→ **Work to complete**: Find the word "credentials" below. Copy each line that has it.

▼

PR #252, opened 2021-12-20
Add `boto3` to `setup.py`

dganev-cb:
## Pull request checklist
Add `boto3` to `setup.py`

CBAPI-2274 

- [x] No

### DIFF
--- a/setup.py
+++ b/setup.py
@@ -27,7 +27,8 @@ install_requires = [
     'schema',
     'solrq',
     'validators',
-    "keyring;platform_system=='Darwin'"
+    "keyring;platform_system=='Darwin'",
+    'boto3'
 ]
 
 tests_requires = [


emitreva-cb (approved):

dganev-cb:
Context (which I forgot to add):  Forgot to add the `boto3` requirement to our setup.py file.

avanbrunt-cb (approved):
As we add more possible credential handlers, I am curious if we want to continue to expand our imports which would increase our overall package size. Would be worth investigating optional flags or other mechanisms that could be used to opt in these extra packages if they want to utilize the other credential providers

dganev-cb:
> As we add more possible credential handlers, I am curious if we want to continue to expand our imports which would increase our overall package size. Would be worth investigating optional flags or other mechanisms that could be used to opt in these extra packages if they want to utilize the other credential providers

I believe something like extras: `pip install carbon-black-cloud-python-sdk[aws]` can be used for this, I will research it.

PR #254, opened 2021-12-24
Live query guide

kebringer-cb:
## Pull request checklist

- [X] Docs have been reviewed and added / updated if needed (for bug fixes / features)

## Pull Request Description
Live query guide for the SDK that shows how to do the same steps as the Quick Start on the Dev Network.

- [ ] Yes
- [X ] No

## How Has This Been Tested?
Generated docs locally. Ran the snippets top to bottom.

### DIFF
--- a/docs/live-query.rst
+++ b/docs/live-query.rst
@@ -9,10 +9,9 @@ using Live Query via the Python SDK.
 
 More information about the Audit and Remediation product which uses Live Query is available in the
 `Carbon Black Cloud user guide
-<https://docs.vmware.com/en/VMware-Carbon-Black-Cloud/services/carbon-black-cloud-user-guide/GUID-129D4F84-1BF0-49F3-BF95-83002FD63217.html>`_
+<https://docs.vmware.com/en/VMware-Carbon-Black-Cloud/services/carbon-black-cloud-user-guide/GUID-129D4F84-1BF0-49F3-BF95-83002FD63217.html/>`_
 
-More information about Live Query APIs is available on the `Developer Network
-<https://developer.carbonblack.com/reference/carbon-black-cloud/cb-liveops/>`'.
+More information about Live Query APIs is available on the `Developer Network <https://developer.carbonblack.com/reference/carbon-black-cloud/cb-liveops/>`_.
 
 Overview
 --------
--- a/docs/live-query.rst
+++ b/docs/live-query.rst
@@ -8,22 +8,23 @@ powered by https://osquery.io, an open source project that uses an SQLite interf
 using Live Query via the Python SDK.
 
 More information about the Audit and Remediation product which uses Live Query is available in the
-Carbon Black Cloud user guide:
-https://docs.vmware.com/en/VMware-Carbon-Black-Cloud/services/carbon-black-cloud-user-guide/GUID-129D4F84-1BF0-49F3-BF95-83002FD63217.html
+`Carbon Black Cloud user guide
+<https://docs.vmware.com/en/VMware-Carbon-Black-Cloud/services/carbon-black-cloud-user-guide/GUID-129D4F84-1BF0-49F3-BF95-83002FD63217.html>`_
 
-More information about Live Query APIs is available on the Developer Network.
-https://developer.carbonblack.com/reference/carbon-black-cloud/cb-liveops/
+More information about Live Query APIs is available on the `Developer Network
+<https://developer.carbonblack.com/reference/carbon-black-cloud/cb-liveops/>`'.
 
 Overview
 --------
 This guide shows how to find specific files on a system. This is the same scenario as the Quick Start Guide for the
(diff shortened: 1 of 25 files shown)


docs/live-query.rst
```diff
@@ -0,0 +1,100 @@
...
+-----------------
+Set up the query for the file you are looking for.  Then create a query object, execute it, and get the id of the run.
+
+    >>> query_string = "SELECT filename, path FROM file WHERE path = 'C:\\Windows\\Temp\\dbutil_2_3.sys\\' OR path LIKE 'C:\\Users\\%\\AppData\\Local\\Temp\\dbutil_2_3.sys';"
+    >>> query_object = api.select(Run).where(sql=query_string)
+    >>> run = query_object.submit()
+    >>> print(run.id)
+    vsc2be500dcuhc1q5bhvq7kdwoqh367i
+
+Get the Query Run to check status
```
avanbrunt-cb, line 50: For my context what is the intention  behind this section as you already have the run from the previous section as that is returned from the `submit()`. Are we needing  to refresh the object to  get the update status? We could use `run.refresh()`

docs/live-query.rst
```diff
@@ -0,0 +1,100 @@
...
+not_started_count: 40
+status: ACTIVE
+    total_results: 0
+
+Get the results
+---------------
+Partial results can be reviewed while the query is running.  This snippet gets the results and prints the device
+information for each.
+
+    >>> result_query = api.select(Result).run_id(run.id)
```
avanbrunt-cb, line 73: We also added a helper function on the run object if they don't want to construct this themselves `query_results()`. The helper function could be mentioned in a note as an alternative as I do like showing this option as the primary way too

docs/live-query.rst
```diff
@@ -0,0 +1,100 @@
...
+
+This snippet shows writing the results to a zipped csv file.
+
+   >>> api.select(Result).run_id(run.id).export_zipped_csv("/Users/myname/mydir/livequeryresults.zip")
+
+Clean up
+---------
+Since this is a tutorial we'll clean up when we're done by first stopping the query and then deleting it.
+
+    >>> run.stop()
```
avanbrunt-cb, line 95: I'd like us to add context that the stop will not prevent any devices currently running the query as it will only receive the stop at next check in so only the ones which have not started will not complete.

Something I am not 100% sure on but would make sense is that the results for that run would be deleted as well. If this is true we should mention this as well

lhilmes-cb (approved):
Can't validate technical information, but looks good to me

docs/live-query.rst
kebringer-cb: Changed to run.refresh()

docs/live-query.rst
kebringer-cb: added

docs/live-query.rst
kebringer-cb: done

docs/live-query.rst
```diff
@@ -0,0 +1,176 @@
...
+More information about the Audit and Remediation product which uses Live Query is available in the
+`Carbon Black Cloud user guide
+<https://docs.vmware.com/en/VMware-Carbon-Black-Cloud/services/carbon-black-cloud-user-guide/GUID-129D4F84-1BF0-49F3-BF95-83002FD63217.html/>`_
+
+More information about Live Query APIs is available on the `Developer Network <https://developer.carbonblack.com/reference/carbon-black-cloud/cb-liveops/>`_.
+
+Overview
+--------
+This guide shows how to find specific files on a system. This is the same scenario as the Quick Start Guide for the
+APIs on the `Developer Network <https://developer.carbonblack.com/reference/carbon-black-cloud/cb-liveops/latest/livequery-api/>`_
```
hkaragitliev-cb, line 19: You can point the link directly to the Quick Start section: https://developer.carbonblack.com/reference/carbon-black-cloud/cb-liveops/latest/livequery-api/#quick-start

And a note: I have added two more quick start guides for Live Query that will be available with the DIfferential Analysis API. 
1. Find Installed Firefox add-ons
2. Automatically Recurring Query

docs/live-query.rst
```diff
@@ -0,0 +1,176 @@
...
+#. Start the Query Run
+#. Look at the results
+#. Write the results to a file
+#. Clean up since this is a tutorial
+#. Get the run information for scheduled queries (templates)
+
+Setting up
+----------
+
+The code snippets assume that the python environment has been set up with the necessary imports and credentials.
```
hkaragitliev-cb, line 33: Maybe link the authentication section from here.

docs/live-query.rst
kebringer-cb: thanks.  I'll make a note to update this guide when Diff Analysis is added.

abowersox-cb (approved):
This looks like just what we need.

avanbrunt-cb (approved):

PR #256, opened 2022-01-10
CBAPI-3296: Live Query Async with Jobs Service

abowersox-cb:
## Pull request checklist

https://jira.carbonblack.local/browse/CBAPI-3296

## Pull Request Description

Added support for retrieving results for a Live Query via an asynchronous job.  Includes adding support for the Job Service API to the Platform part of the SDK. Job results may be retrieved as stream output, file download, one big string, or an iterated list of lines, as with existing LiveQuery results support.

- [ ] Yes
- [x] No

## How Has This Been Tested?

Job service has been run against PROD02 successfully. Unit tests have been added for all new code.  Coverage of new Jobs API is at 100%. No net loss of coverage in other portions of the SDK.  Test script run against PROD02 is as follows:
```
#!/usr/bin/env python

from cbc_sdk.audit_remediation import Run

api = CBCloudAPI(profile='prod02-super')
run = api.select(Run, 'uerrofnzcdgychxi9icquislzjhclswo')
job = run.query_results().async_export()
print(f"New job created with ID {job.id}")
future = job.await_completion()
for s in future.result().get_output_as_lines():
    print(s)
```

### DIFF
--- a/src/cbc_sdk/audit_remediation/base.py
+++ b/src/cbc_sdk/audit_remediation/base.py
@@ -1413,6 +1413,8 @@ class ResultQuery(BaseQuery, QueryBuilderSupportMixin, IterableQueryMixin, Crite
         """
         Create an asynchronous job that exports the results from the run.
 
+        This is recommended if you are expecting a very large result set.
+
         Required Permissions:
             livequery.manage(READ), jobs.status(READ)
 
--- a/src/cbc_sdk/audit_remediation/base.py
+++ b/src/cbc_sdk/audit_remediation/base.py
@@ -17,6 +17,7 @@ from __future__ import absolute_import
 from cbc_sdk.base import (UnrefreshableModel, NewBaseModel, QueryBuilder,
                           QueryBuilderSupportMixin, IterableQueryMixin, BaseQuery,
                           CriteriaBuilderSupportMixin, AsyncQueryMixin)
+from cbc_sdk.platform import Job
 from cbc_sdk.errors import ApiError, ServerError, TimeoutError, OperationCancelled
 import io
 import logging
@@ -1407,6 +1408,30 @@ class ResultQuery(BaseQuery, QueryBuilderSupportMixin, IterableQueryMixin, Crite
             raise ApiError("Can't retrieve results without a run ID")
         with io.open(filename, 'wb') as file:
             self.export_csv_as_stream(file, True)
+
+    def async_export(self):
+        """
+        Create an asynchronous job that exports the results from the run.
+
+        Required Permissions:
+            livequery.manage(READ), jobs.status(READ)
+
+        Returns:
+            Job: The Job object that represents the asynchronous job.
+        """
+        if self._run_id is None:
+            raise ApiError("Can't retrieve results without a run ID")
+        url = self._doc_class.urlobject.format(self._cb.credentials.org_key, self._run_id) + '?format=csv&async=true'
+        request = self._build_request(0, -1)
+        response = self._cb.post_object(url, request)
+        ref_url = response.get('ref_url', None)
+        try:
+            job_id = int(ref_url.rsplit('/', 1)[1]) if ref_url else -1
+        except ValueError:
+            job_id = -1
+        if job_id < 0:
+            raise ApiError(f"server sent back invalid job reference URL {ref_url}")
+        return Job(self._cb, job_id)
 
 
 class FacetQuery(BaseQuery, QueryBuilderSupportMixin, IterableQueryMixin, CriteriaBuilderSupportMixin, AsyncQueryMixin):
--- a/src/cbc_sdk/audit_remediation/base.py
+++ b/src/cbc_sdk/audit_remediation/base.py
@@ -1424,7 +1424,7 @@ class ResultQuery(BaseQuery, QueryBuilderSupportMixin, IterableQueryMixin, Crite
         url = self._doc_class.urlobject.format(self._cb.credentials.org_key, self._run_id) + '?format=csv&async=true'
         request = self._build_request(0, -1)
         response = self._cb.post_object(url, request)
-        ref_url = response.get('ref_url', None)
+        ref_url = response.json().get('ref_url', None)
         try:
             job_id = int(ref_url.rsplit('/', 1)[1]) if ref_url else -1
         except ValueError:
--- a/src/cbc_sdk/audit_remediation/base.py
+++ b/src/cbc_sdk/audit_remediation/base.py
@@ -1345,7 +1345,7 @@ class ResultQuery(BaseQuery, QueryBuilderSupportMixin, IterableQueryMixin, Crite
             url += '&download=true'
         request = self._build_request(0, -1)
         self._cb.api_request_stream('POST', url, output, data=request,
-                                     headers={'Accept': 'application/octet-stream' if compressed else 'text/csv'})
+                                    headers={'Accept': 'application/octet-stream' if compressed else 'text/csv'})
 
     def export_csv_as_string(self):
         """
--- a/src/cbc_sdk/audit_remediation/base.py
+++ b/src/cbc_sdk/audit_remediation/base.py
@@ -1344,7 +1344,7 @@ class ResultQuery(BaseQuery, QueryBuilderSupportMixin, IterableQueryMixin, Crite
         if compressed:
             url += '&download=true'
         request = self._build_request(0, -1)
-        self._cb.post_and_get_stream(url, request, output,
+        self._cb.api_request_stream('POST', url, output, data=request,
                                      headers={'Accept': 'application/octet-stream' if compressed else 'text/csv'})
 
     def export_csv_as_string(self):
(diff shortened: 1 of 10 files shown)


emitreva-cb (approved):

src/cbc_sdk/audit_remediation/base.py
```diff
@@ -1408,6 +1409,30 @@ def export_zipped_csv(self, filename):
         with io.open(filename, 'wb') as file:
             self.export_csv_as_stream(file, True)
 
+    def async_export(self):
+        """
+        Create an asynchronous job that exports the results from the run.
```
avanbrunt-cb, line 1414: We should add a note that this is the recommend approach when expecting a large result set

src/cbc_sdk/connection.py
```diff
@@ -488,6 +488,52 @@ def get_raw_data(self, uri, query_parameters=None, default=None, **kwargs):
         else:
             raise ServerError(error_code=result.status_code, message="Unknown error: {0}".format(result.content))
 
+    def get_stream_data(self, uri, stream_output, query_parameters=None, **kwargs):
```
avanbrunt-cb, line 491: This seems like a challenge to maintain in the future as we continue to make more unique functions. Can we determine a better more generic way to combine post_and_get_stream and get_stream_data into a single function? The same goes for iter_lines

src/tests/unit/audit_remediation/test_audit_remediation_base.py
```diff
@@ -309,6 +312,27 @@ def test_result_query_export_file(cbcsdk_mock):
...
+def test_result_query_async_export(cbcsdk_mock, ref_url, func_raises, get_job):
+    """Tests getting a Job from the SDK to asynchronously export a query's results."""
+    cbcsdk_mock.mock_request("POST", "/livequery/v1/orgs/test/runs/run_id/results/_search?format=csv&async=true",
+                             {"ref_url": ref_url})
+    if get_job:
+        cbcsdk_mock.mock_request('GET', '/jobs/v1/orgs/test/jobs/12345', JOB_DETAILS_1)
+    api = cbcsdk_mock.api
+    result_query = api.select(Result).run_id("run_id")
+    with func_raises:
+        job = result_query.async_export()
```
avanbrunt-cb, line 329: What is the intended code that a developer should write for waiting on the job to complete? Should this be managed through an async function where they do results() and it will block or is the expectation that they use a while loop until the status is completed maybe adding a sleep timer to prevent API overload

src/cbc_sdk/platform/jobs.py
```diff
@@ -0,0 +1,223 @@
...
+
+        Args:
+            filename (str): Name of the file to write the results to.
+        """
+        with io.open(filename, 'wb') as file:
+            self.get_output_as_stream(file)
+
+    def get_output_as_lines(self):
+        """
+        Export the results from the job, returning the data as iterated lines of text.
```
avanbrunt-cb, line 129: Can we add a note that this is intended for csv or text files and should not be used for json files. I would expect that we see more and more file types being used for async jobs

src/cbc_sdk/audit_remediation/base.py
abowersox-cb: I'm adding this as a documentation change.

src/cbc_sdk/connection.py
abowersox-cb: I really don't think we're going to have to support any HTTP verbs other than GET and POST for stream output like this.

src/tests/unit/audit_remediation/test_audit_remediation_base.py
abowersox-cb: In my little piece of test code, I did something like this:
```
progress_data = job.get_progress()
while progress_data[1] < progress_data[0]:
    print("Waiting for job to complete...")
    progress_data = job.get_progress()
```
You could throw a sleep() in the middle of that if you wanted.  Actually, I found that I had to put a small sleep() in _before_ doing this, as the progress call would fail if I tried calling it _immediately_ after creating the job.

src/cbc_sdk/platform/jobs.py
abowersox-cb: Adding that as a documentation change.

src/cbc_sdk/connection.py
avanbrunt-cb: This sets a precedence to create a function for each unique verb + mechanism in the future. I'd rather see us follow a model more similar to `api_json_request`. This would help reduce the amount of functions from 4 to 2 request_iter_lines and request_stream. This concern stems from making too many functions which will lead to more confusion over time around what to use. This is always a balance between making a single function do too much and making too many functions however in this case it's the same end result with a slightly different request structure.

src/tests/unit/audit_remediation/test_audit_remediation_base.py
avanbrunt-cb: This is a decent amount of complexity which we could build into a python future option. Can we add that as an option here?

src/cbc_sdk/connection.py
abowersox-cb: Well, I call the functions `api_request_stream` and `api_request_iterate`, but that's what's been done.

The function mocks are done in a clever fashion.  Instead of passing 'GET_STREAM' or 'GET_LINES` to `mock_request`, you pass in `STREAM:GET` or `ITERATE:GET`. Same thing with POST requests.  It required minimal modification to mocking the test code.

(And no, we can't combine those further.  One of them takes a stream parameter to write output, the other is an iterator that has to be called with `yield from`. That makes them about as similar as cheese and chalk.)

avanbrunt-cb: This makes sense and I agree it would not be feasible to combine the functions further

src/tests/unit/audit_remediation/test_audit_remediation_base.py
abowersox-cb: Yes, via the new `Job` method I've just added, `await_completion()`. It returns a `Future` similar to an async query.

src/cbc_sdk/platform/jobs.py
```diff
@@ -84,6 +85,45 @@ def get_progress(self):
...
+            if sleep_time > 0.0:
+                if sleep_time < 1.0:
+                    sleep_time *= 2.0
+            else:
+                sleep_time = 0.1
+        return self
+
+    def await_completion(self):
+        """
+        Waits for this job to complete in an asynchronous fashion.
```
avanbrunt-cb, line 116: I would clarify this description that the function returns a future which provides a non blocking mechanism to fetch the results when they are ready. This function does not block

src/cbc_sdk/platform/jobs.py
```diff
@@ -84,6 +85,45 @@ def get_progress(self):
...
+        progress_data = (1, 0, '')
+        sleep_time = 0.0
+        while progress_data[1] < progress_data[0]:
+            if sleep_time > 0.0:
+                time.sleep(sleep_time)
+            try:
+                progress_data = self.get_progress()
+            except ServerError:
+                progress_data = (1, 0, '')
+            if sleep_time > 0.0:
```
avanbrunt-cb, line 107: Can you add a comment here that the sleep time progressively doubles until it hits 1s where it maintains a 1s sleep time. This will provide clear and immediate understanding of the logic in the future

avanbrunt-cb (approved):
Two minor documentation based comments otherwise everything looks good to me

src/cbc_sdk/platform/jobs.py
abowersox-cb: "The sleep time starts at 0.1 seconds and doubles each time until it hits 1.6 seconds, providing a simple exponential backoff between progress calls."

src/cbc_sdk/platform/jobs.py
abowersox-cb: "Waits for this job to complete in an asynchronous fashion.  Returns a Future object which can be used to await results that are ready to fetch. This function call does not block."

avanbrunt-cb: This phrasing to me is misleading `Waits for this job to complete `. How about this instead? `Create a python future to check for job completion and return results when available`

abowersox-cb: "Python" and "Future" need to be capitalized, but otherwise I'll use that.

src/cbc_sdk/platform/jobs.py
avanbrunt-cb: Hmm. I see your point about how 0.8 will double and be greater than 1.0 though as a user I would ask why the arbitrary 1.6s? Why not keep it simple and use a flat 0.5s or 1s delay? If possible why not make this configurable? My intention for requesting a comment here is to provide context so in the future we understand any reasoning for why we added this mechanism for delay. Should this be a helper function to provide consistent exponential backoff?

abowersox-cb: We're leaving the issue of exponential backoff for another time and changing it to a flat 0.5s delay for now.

▲

→ **Answer for the task**:
+The code snippets assume that the python environment has been set up with the necessary imports and credentials.
+        url = self._doc_class.urlobject.format(self._cb.credentials.org_key, self._run_id) + '?format=csv&async=true'
         url = self._doc_class.urlobject.format(self._cb.credentials.org_key, self._run_id) + '?format=csv&async=true'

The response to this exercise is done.